> [WORK TO BE COMPLETED] From the records below, output exactly the lines running from the line containing "I found my way" through the line containing "Closing, feel free to reopen.", and no others.

> [TASK INPUT]
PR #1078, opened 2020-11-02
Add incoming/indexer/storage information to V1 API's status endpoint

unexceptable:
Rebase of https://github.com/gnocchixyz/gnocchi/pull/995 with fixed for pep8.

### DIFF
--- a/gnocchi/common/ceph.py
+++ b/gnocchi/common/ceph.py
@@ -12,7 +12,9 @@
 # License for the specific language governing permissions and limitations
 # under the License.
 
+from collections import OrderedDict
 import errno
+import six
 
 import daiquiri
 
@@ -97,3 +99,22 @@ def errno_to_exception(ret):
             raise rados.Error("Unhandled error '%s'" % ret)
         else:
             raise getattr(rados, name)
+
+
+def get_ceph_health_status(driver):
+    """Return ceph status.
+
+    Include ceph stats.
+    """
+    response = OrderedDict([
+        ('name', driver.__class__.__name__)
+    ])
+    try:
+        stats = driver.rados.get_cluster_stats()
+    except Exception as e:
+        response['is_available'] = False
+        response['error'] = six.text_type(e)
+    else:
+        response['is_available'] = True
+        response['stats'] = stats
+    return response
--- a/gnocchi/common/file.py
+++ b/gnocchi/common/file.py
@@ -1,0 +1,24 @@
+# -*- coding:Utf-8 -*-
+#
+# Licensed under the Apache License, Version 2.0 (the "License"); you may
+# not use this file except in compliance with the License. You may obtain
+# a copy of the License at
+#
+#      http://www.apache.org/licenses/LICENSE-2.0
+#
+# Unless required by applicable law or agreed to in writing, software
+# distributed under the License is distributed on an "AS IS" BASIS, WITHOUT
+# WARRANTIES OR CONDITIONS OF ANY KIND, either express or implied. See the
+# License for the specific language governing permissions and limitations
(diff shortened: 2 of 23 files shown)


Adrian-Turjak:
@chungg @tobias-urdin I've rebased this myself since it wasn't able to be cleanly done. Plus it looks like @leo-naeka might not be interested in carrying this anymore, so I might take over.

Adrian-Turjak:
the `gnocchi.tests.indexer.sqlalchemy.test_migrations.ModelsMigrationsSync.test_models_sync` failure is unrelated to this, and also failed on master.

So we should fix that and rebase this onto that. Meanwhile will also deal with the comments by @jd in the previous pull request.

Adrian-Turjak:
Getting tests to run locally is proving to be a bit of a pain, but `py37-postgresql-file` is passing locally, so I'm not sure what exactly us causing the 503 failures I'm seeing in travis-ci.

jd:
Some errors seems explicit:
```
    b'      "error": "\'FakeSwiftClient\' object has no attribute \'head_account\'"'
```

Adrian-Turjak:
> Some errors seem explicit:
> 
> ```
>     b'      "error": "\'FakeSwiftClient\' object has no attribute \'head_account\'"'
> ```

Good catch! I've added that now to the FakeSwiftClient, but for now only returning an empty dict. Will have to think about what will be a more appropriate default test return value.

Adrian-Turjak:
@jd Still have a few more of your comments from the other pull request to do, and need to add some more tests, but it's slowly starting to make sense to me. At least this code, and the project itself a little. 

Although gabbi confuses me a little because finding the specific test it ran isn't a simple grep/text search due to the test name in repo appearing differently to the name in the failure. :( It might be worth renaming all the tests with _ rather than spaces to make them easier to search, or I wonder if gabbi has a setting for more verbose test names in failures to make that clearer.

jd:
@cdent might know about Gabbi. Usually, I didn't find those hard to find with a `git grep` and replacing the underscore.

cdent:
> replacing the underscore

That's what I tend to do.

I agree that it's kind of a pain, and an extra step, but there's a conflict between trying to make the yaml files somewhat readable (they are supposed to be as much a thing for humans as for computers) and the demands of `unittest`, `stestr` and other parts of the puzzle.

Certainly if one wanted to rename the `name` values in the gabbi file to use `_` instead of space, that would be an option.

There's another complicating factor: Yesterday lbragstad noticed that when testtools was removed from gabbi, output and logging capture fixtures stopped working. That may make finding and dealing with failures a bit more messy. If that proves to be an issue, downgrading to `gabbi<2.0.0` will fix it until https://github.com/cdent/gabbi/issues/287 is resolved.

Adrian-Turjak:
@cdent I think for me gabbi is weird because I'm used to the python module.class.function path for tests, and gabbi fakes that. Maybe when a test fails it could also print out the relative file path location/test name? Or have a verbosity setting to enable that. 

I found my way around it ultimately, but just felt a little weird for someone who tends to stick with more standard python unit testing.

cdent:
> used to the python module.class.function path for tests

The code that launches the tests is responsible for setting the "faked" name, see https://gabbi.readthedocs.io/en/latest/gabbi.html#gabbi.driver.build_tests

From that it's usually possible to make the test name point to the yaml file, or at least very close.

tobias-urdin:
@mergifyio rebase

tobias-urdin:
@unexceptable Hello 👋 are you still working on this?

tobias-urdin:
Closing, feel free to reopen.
--
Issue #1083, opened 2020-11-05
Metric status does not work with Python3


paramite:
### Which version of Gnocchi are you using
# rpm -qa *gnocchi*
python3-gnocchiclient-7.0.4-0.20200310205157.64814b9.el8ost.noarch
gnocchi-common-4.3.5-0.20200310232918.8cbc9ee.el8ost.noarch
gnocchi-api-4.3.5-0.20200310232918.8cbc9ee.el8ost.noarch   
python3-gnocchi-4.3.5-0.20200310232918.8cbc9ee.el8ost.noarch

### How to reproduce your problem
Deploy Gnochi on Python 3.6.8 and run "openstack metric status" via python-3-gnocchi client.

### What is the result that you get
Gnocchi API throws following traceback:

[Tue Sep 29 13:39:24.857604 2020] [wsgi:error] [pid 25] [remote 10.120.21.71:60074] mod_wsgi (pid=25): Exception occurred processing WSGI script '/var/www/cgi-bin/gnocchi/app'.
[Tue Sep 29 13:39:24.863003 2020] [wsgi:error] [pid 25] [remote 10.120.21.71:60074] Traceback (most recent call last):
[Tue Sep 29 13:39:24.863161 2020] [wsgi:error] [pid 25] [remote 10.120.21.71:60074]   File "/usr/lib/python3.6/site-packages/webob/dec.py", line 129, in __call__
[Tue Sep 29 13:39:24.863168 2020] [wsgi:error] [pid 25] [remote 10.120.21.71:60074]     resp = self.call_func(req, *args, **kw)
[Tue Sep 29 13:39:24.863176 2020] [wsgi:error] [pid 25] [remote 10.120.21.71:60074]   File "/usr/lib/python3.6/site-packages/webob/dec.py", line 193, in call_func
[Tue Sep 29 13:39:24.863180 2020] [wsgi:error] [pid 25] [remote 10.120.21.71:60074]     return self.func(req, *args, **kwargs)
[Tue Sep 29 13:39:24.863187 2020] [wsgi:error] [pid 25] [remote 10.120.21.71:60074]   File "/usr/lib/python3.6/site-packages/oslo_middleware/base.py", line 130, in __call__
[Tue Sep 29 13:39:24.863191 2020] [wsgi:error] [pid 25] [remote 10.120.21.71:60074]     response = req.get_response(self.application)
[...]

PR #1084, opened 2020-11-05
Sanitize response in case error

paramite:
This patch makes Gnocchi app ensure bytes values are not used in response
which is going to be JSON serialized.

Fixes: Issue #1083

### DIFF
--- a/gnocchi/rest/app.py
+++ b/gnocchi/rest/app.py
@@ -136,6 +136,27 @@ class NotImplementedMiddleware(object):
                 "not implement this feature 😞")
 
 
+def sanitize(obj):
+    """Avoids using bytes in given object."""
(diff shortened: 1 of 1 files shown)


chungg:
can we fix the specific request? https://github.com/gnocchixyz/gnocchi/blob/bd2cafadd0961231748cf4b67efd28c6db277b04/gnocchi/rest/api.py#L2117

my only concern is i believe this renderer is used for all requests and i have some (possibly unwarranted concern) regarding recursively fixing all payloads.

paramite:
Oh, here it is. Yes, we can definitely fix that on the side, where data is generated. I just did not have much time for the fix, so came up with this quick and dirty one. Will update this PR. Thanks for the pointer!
...
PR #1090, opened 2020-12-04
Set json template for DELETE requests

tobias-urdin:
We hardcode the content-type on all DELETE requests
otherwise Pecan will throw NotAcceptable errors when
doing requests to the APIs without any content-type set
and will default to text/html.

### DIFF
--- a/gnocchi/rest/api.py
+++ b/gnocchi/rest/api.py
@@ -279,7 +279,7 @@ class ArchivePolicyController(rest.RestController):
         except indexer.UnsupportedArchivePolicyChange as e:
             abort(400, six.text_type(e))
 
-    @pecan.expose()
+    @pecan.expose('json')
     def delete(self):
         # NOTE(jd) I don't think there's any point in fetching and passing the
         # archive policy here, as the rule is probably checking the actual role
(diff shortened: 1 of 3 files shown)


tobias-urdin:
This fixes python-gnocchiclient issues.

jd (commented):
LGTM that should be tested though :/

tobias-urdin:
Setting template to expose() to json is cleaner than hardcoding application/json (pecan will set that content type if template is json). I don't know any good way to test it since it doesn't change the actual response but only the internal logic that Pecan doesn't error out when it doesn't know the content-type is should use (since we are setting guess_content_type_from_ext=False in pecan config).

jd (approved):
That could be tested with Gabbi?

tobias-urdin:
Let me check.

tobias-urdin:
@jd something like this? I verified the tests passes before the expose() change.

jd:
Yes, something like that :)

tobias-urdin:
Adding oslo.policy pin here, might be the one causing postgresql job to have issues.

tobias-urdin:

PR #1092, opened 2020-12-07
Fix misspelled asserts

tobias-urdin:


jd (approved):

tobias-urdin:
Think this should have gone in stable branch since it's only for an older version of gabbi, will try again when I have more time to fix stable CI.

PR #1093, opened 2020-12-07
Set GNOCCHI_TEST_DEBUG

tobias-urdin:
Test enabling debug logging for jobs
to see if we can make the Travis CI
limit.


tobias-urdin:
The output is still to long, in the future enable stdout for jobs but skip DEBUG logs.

> [TASK OUTPUT]
I found my way around it ultimately, but just felt a little weird for someone who tends to stick with more standard python unit testing.

cdent:
> used to the python module.class.function path for tests

The code that launches the tests is responsible for setting the "faked" name, see https://gabbi.readthedocs.io/en/latest/gabbi.html#gabbi.driver.build_tests

From that it's usually possible to make the test name point to the yaml file, or at least very close.

tobias-urdin:
@mergifyio rebase

tobias-urdin:
@unexceptable Hello 👋 are you still working on this?

tobias-urdin:
Closing, feel free to reopen.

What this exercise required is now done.